> **Exercise**:
Working from the entries below, tally each line that holds "sorting". Give the tally and nothing else.

> **Material supplied**:
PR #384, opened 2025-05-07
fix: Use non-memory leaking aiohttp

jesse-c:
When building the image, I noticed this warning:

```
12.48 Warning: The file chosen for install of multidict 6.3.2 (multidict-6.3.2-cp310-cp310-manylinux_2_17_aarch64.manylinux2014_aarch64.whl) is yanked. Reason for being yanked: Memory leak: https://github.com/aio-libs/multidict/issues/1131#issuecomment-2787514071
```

--

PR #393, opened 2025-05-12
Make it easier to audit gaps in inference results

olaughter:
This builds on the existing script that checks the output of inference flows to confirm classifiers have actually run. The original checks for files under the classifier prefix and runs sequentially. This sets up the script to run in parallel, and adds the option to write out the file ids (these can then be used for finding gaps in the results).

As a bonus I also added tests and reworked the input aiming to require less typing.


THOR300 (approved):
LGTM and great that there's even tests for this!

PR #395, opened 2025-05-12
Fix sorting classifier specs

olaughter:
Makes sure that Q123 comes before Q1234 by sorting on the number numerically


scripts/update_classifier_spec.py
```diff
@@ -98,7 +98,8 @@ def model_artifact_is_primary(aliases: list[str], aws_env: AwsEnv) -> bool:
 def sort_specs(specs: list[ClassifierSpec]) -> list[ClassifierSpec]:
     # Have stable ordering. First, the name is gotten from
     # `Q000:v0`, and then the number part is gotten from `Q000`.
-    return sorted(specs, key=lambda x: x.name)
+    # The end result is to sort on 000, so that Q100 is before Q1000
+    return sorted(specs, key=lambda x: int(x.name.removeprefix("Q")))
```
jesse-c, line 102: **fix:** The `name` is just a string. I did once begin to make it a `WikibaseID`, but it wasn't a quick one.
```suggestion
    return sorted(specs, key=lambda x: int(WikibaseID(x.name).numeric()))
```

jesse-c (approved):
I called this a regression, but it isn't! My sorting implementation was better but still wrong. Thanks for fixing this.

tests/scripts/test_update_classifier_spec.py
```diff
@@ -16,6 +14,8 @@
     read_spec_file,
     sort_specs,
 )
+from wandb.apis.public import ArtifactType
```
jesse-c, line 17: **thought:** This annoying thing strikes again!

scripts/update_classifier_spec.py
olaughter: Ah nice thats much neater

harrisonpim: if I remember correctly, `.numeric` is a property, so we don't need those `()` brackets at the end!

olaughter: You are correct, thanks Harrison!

> **Output for this exercise**:
3